Tours : Monsieur Boun, restaurateur aux mille vies
Publié le 23-01-2024 12:11:32 Modifié le 24-01-2024 11:38:34
#EPJTMV À la veille du réveillon du nouvel an chinois, Boun Phone Tiang se rappelle son parcours, de ses débuts comme serveur à l’achat de son dernier restaurant. En même temps que ses origines se rappellent à lui.
Tia Gourmet est à ses couleurs : vert jade et bleu canard.

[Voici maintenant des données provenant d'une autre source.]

PR #60, opened 2017-10-16
omnisharp: theme omnisharp-cache-directory

DamienCassou:
I think I followed all conventions. Please tell me if I didn't. The only thing I'm not sure about is if the subdirectory "cache/" is necessary or if "omnisharp/" would have been enough. There is no other variable to theme.

> please link to the repository of the package that your pull request is theming.

- https://github.com/OmniSharp/omnisharp-emacs

### DIFF
--- a/no-littering.el
+++ b/no-littering.el
@@ -226,6 +226,7 @@ This variable has to be set before `no-littering' is loaded.")
     (setq nsm-settings-file                (var "nsm-settings.el"))
     (eval-after-load 'org
       `(make-directory ,(var "org/") t))
+    (setq omnisharp-cache-directory        (var "omnisharp/cache"))
     (setq org-clock-persist-file           (var "org/clock-persist.el"))
     (setq org-id-locations-file            (var "org/id-locations.el"))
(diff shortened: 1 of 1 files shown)


tarsius:
I cannot find that symbol anywhere in that package - not even using `rgrep` or `git log -G omnisharp-cache-directory`. I sense there must be a typo or something, but I don't see it :wink:

DamienCassou:
It works for me: https://github.com/OmniSharp/omnisharp-emacs/search?utf8=%E2%9C%93&q=omnisharp-cache-directory&type=.

tarsius:
Ah! Didn't update the Emacsmirror (or more specifically my local copy) in the last ~~24~~ 23 hours. :stuck_out_tongue_closed_eyes:

tarsius:
> The only thing I'm not sure about is if the subdirectory "cache/" is necessary or if "omnisharp/" would have been enough. There is no other variable to theme.

Considering how recently this one was added and how large the package is, it is conceivable that more path variables will be added. So it seems safest to do what you have done.

PR #63, opened 2017-11-28
litable: theme litable-list-file

dakra:
- This file keeps track of which functions (beyond the defaults) you trust to be pure.
- This is the only configuration/data file of the package


tarsius:
Thanks! Rebased.

PR #231, opened 2024-02-15
ielm: theme ielm-history-file-name

leungbk:
ielm-history-file-name is a variable new to Emacs 30. At the time of
writing, this is the only data file defined by IELM.


leungbk:
cf. https://git.savannah.gnu.org/cgit/emacs.git/commit/?id=60cff1ac9d216e5abcb350ea5e623ab0b377c131

PR #232, opened 2024-02-27
tempel: Theme tempel-path to etc/

11xx:
Placing the [s-expressions lisp data file](https://github.com/minad/tempel?tab=readme-ov-file#template-file-format) in "etc/tempel-templates.eld" since it's a custom config file.

Just as a note there's also [tempel-collection](https://github.com/Crandel/tempel-collection) which provides *.eld 'template' files loaded from a directory (defined by `tempel-collection--dir`) but apparently they're not 'user-faced'.


tarsius:
Thanks!

I changed it to use a sub-directory, see commit for details.

PR #237, opened 2024-05-18
emacs: Tutorial state(s) directory

thoelze1:


thoelze1:
I mistakenly used `tutorial-directory` which is where the tutorial itself is stored (in its various languages). I should have used `tutorial--saved-dir` which yields the directory where saved states are kept. Unfortunately `tutorial--saved-dir` is a function intended for internal use ([manual](https://www.gnu.org/software/emacs/manual/html_node/elisp/Function-Names.html)) and not intended to be customized and so should stay out of `no-littering.el`. You can still customize it but you must require `tutorial.el` before redefining `tutorial--saved-dir` or else it will get clobbered:
```
(require 'no-littering)
(require 'tutorial)
(defun tutorial--saved-dir () (no-littering-expand-var-file-name "tutorial/"))
```
This works for me in my init file but I don't know enough to say whether it is technically undefined behavior.

Issue #240, opened 2024-07-20
[Feature Request] eFar file manager


AndersonTorres:
The package [eFar](https://github.com/suntsov/efar) provides a [FAR](https://github.com/FarGroup/FarManager)-like file manager for Emacs.

Bumping on it to experiment a little bit, I noticed it creates a hidden file, namely `.efar-state`. Digging the code, I found this line:

https://github.com/suntsov/efar/blob/78618a6cd9fe7d46c3728db3589d1fe50f7c1c6b/efar.el#L147

Is this a good opportunity to add eFar to no-littering?

tarsius:
Sure. Likely like so: `(setq efar-state-file-name (var "efar-state"))`. Please open a pull-request.

PR #241, opened 2024-07-20
efar: theme efar-state-file-name 

AndersonTorres:
Closes https://github.com/emacscollective/no-littering/issues/240


tarsius:
Thanks!

I had another look an noticed that the file contains a printed representation of a hash-table.  It is readable by `read`, or in other words it is lisp data, so I added the `.eld` suffix.

PR #248, opened 2024-10-29
org-node-fakeroam: Theme variable org-node-fakeroam-data-dir

meedstrom:
Hallo.  I'm the maintainer of https://github.com/meedstrom/org-node-fakeroam.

Le patron de deux autres restaurants tourangeaux a choisi un nom court et facile à retenir, comme pour celui qu’il a racheté au tribunal de Tours en 2009.
« J’ai su que ce local, avenue de Grammont, était en liquidation judiciaire, alors j’ai tout de suite fait une offre au tribunal. Au téléphone, la greffière m’a demandé comment je voulais appeler ce nouveau restaurant. Elle m’a pris de court, j’avais sous les yeux un carnet rouge que j’avais trouvé dans un hôtel alors je lui ai dit « Mao ». J’ai reçu beaucoup de critiques mais j’ai essayé de dépolitiser ce nom, de jouer sur le côté ludique de la décoration plutôt que sur l’histoire. »
De Vientiane à Tours
Lui aussi s’est fait un nom. « Il est génial Monsieur Boun ! », lance un des serveurs chez Tia Gourmet. Son nom complet, c’est Boun Phone Tiang, mais tout le monde l’appelle Monsieur Boun. Avec son col roulé noir et ses lunettes, il en impose. « Il va falloir mieux s’habiller mieux », leur avait lancé leur père, à ses frères et lui, avant de quitter le Laos. « Pour la première fois de ma vie, j’enlevais mes tongs et je mettais un jean », plaisante le quinquagénaire.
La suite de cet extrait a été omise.